# ViP 722 Single Mode Use of Remote 2 on TV1



## rdavidd (Sep 8, 2009)

Well, since I set the 722 to Single Mode and opened up Remote 2 and reset the internal switch to IR, I thought that I'd then have a second remote that I could use on TV1, but no such luck -- Remote 2 will not cause any of the Dish functions to work. Any suggestions?


----------



## puckwithahalo (Sep 3, 2007)

rdavidd said:


> Well, since I set the 722 to Single Mode and opened up Remote 2 and reset the internal switch to IR, I thought that I'd then have a second remote that I could use on TV1, but no such luck -- Remote 2 will not cause any of the Dish functions to work. Any suggestions?

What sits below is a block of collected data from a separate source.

PR #487, opened 2019-11-13
Remove header logging from HTTP client

arausuy:
In this PR I'm removing a log line that prints out the headers of a http request - Logging out the plain text headers is not always the best idea :)


twrichards:
IMO it's a shame to lose all headers from the logs, can't we do a `filterKeys` on just the offending header(s)?

arausuy:
Can always pop the headers on debug rather than Info

PR #504, opened 2019-11-28
Add fulfilment-date-calculator bucket path structure

mario-galic:
``` 
s3://bucketName/productName/date_productName.json
```

### DIFF
--- a/handlers/fulfilment-date-calculator/src/main/scala/com/gu/supporter/fulfilment/FulfilmentDateCalculator.scala
+++ b/handlers/fulfilment-date-calculator/src/main/scala/com/gu/supporter/fulfilment/FulfilmentDateCalculator.scala
@@ -10,11 +10,12 @@ import io.github.mkotsur.aws.handler.Lambda._
 
 class FulfilmentDateCalculator extends Lambda[String, String] with LazyLogging {
   override def handle(todayOverride: String, context: Context) = {
-    writeToBucket("changeme.json", """{ "foo": 42 }""")
+    writeToBucket("guardianWeekly", "2020-01-01", """{ "foo": 42 }""")
     Right(todayOverride)
   }
 
-  private def writeToBucket(filename: String, content: String) = {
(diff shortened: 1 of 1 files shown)


mario-galic:
[Write file to fulfilment-date-calculator S3 bucket](https://trello.com/c/30Tj3JC1/726-write-file-to-fulfilment-date-calculator-s3-bucket)

handlers/fulfilment-date-calculator/src/main/scala/com/gu/supporter/fulfilment/FulfilmentDateCalculator.scala
```diff
@@ -10,11 +10,12 @@ import io.github.mkotsur.aws.handler.Lambda._
...
-    writeToBucket("changeme.json", """{ "foo": 42 }""")
+    writeToBucket("guardianWeekly", "2020-01-01", """{ "foo": 42 }""")
     Right(todayOverride)
   }
 
-  private def writeToBucket(filename: String, content: String) = {
+  private def writeToBucket(product: String, date: String, content: String) = {
+    val filename = s"${product}/${date}_${product}.json"
     val s3Client = AmazonS3Client.builder.build
     val stage = System.getenv("Stage").toLowerCase
```
twrichards: is there a reason we're lower-casing the `Stage`, the pattern I've observed in other buckets is to have directories within the bucket for the stage (typically in CAPS)?
If there's not a technical reason why I'll make a PR for this? _I will also add the `Stage` into the filename too (which is handy if they're downloaded to know quickly if you're dealing with DEV/CODE/PROD)._

mario-galic: Separates concerns. CODE cloudformation stack can be deleted without affecting PROD stack. `fulfilment-export-*`. buckets are like this.

PR #505, opened 2019-11-28
Delivery api

frj:
This is an implementation of the delivery records api.

The api contains the following endpoint:

GET /delivery-records/`<subscription name>`

Eg:
```bash
 curl -H "x-salesforce-contact-id: 0033E00001BRLNWQA5" -H "x-api-key: xxx"  https://3hbmr496t2.execute-api.eu-west-1.amazonaws.com/DEV/delivery-records/A-S00052409
```
Returns:
```json
{
  "results": [
    {
      "deliveryDate": "2020-01-03",
      "deliveryInstruction": null,
      "deliveryAddress": null,
      "hasHolidayStop": true
    },
    {
      "deliveryDate": "2020-01-10",
      "deliveryInstruction": "Leave by the gnome",
      "deliveryAddress": "90 York Way, London N1 9AG",
      "hasHolidayStop": true
    }
  ]
} 
```

Some refactoring has been done to the project:

- Code to fetch config from s3 factored out of effects project
- Salesforce case classes and constants factored out to salesforce-core project

The api lambda uses a new stack, details as follows:

- The app uses http4s with a binding for seamless integration with api gateway/lambda requests. See:   
  - https://http4s.org/
  - https://github.com/howardjohn/scala-server-lambda
- The api gateway config uses a 'catchall' proxy resource so no need for addition config for new endpoints 
- Calls to the salesforce api use a new sttp based client, there is also a sales force sttp based salesforce stub using the sttp stubbing framework
- The code uses the tagless final approach for flexibility and the cats effects type classes where appropriate


handlers/delivery-records-api/src/main/scala/com/gu/delivery_records_api/Handler.scala
```diff
@@ -0,0 +1,11 @@
+package com.gu.delivery_records_api
+
+import io.github.howardjohn.lambda.http4s.Http4sLambdaHandler
+import cats.syntax.either._
+
+object Handler extends Http4sLambdaHandler(
+  DeliveryRecordsApiApp()
+    .value
+    .unsafeRunSync()
+    .valueOr(error => throw new RuntimeException(error.toString))
```
kelvin-chappell:
```suggestion
    .valueOr(error => throw new RuntimeException(error))
```

lib/salesforce/core/src/main/scala/com/gu/salesforce/SalesforceQueryConstants.scala
```diff
@@ -0,0 +1,46 @@
...
+    optionalStartDate: Option[LocalDate],
+    optionalEndDate: Option[LocalDate]
+  ) =
+    s"SELECT (" +
+      s"   SELECT Delivery_Date__c, Delivery_Address__c, Delivery_Instructions__c, Has_Holiday_Stop__c" +
+      s"   FROM Delivery_Records__r " +
+      s"   ${deliveryDateFilter(optionalStartDate, optionalEndDate)}" +
+      s") " +
+      s"FROM SF_Subscription__c WHERE Name = '${escapeString(subscriptionNumber)}' " +
+      s"                          AND ${contactToWhereClausePart(contact)}"
```
kelvin-chappell: Would be easier to read as a single text block """..."""

handlers/delivery-records-api/build.sbt
```diff
@@ -0,0 +1,24 @@
...
+
+assemblyJarName := "delivery-records-api.jar"
+riffRaffPackageType := assembly.value
+riffRaffUploadArtifactBucket := Option("riffraff-artifact")
+riffRaffUploadManifestBucket := Option("riffraff-builds")
+riffRaffManifestProjectName := "MemSub::Subscriptions::Lambdas::Delivery Record API"
+riffRaffArtifactResources += (file("handlers/delivery-records-api/cfn.yaml"), "cfn/cfn.yaml")
+
+libraryDependencies ++= Seq(
+)
```
kelvin-chappell: Can this go?

handlers/delivery-records-api/src/test/scala/com/gu/delivery_records_api/DeliveryRecordsApiTest.scala
```diff
@@ -0,0 +1,200 @@
...
+        .stubQuery(auth, deliveryRecordsQuery(IdentityId(identityId), subscriptionNumber, None, None), validSalesforceResponseBody)
+
+    val app = createApp(salesforceBackendStub)
+    val response = app.run(
+      Request(
+        method = Method.GET,
+        Uri(path = s"/delivery-records/${subscriptionNumber}"),
+        headers = Headers.of(Header("x-identity-id", identityId))
+      )
+    ).value.unsafeRunSync().get
```
kelvin-chappell: Do you need to run effect for test?

handlers/delivery-records-api/src/main/scala/com/gu/delivery_records_api/Handler.scala
frj: In this case the 'error' is a case class ie the Left of an either so it needs to be toStringed

handlers/delivery-records-api/src/test/scala/com/gu/delivery_records_api/DeliveryRecordsApiTest.scala
frj: Yes Im afraid so, nothing happens otherwise.

mario-galic:
- Is this going to be followed up with refactoring of all projects to the new approach? If not, then at the point this PR is merged, the codebase becomes more complicated than before as now we have to deal with two different approaches.
- Currently [http4s-lambda](https://mvnrepository.com/artifact/io.github.howardjohn/http4s-lambda) does not have Scala 2.13 build which would prevent us migrating to 2.13. There is already one other dependency like that (which I introduced, aws-lambda-scala).
- Lambdas minimise concurrency and error handling concerns, so I do not see the need for much more beyond basic http client and stdlib Scala. For example, `zuora-datalake-export` and `braze-to-salesforce-file-upload` do not use any of the fancy stuff and it seems to work fine. Also different sub-projects in `support-service-lambdas` are not really related, for example, `batch-email-sender` is a separate concern than `holiday-stop-processor`, etc. so if they are separate concern why force `/lib` on the project.

frj:
@mario-galic 
1. Agreed. Lets try and migrate the other projects to use this approach
2. Good spot, I just took a quick look at the project and adding a cross build for 2.13 should be no problem, ill raise a PR when Ive got a moment.
3. Agreed, I guess the main goal of using these libraries was to improve readability. This is just a first stab at it, we can work on the approach to simplify it further.
4. Not 100% sure I understand the point, I dont think I introduced any additional dependencies on code in libs, just made the libs more fine grained?

mario-galic:
> Good spot, I just took a quick look at the project and adding a cross build for 2.13 should be no problem, ill raise a PR when Ive got a moment.
@guardian/supporter-experience  Upgrade to 2.13 has now been blocked for 4 months. @frj Either remove this dependency, or fix the problem, and do not introduce one-man-show dependencies into our codebase again, especially when it is flagged during code review.

frj:
@mario-galic I raised a PR to add the 2.13 cross build which was merged, so I was hopeful that the project was active. As you're pointing out thats not the case.

Its not a big deal, the part of the dependency we use is really just a few lines of code. 

Ill take a background task of reproducing the the functionality in the code base.

mario-galic:
> Ill take a background task of reproducing the the functionality in the code base.

@guardian/supporter-experience 
 Are you going it do this task, after you migrate the rest of the codebase to http4s, or before? Just for the record, in the past four months how many lines of code have you migrated to your new approach? And how much will your contracting fee be to repay this tech debt?

project/Dependencies.scala
```diff
@@ -28,15 +31,26 @@ object Dependencies {
   val supportInternationalisation = "com.gu" %% "support-internationalisation" % "0.9"
   val circe = "io.circe" %% "circe-generic" % circeVersion
   val circeParser = "io.circe" %% "circe-parser" % circeVersion
+  val circeJava8 = "io.circe" %% "circe-java8" % circeVersion
```
mario-galic, line 34: Another one blocking migration to 2.13.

switch it back to UHF and the 2 side of the chip. In single mode, both the tv1 and tv2 remotes work at the same time, no change to the tv2 remote needed.


----------



## SaltiDawg (Aug 30, 2004)

puckwithahalo said:


> switch it back to UHF and the 2 side of the chip. In single mode, both the tv1 and tv2 remotes work at the same time, no change to the tv2 remote needed.


+1


----------



## rdavidd (Sep 8, 2009)

Unfortunately this doesn't work with my "2" remote. I checked the batteries and they are at 103% of voltage. And yes the remote is in "SAT" mode (and the green "SAT" button at the top lights when I push any sat function button), but no mater whether the switch is in IR or UHF position Remote-2 will not work on TV1 (from 10 feet away or 1 foot away). If I switch to Dual Mode on the 722 and set Remote-2 to UHF it works fine at TV-2.


----------



## puckwithahalo (Sep 3, 2007)

rdavidd said:


> Unfortunately this doesn't work with my "2" remote. I checked the batteries and they are at 103% of voltage. And yes the remote is in "SAT" mode (and the green "SAT" button at the top lights when I push any sat function button), but no mater whether the switch is in IR or UHF position Remote-2 will not work on TV1 (from 10 feet away or 1 foot away). If I switch to Dual Mode on the 722 and set Remote-2 to UHF it works fine at TV-2.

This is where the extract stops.